The selfwinding mechanism is extremely simple, but efficient: The rotor drives with a excenter changer the reduction wheel directly and so works in both direction. The advantage is, that it is a partially hardly idle at all, requires low maintenance and offers great durability - ideal for workhorses, namely for those Seiko watches. So, the term “Magic Lever” for this construction is not used out of the blue…
As you can see here, at position “11:30”, there’s a large open screw. With that screw and a screwdriver, a watchmaker can easily wind the movement. This was neccessiary, since the Caliber 6619A doesn’t offer a handwinding mechanism by the crown.
The balance assembly of this movement consists of a screwless Glucydur balance, which is regulated by a short regulator arm with a simple scale, and a moveable hairspring stud.
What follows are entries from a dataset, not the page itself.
PR #2229, opened 2024-09-04
[SNOW-1514712] UDxF work part II - support UDTFs

sfc-gh-lspiegelberg:
Support UDTFs in Snowpark IR.

Other:
- Fixes UDFRegistration to allow `register_from_file`
- Refactors copy&pasted code from `pandas_udf` and `pandas_udtf` to be cleaner.
- Implement table_function in local testing mode
- Adds support for `PandasSeriesType` and `PandasDataframeType` for SpDataType.
- Fixes base64 issue due to non-deterministic field ordering.


tests/ast/test_ast_driver.py
```diff
@@ -119,57 +119,63 @@ def run_test(session):
             [2, "two"],
             [3, "three"],
```
sfc-gh-lspiegelberg, line 120: Changing here emit mode to False, so the tested functions are the first time when any ast related functionality is invoked. Makes debugging easier.

src/snowflake/snowpark/_internal/ast_utils.py
```diff
@@ -859,3 +879,102 @@ def build_udf(
...
+    if_not_exists: bool = False,
+    parallel: int = 4,
+    max_batch_size: Optional[int] = None,
+    strict: bool = False,
+    secure: bool = False,
+    external_access_integrations: Optional[List[str]] = None,
+    secrets: Optional[Dict[str, str]] = None,
+    immutable: bool = False,
+    comment: Optional[str] = None,
+    *,
```
sfc-gh-oplaton, line 905: Aside: To me, one of the mysteries of Python is how positional wildcard parameters fit together with the rest of the parameter list. For instance, why is this here, and not on line 892, where optional parameters start?

Another major mystery of Python is how to evolve function signatures in a backward compatible way.

sfc-gh-lspiegelberg: I modeled this after the API signature of `udtf`, but actually it would be much better to simply remove `*`. Don't really see a need for that here. Wydt?

src/snowflake/snowpark/_internal/ast_utils.py
```diff
@@ -859,3 +879,102 @@ def build_udf(
...
+        if isinstance(output_schema, DataType):
+            output_schema._fill_ast(ast.output_schema.udtf_schema__type.return_type)
+        elif isinstance(output_schema, Sequence) and all(
+            isinstance(el, str) for el in output_schema
+        ):
+            ast.output_schema.udtf_schema__names.schema.extend(output_schema)
+        else:
+            raise ValueError(f"Can not encode {output_schema} to AST.")
+
+    # if return_type is not None:
```
sfc-gh-oplaton, line 932: Commented-out code is hard to read. Is this functionality disabled because it's supposed to be reenabled later? Is it pseudo-code for what the code below actually does?

I suggest deleting the code and, if appropriate, leaving behind a comment about what's missing (if anything), what's feasible here (if it provides useful context for later iterations) etc.

src/snowflake/snowpark/_internal/ast_utils.py
sfc-gh-oplaton: I'm fine with removing `*`, because other than ignoring arguments (possibly incorrectly), it doesn't add any functionality.

sfc-gh-oplaton: Is ignoring arguments desirable? Do callers of this function forward `*args` and `**kwargs` that they don't understand, and treat as opaque?

src/snowflake/snowpark/_internal/ast_utils.py
sfc-gh-lspiegelberg: let me delete this piece here! I think this a lapse on my end, thanks for spotting!

src/snowflake/snowpark/_internal/ast_utils.py
```diff
@@ -570,9 +583,11 @@ def build_expr_from_snowpark_column_or_table_fn(
     if isinstance(value, snowflake.snowpark.Column):
         build_expr_from_snowpark_column(expr_builder, value)
     elif isinstance(value, snowflake.snowpark.table_function.TableFunctionCall):
-        raise NotImplementedError(
-            "SNOW-1509198: No support for TableFunctionCall AST generation"
-        )
+        assert value._ast is not None, "TableFunctionCall must have ast assigned."
+        expr_builder.CopyFrom(value._ast)
+        # raise NotImplementedError(
```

It is located in two inhouse Diashock bearings. A traditional swiss-type pallet anchor escapement is used; the center second hand is driven directly.
The whole gear assembly is located under the large three-quarter main plate. This construction is cheaper and less prone to manufacturing tolerances, but not very much service-friendly.
The jewels are used the following way:
- Balance: 5
- Escapement: 4
- Anchor wheel: 2
- Fourth wheel: 2
- Third wheel: 2
- Selfwinding reduction gear: 2
- Excenter mechanism: 1
- “blind” jewels on the dial side: 3
That’s 21 jewels altogether.
As denoted before, on the dial side, there’s a speciality, which is pretty unusual for Seiko: Three “blind” jewels without any use at all were inserted below the weekday indicator. Probably this was done due to marketing reasons, which thought, that an “18 jewels” movement wouldn’t be seen as superiour to a conventional “17 jewels” movement and so, at least “21 jewels” should indicate higher quality.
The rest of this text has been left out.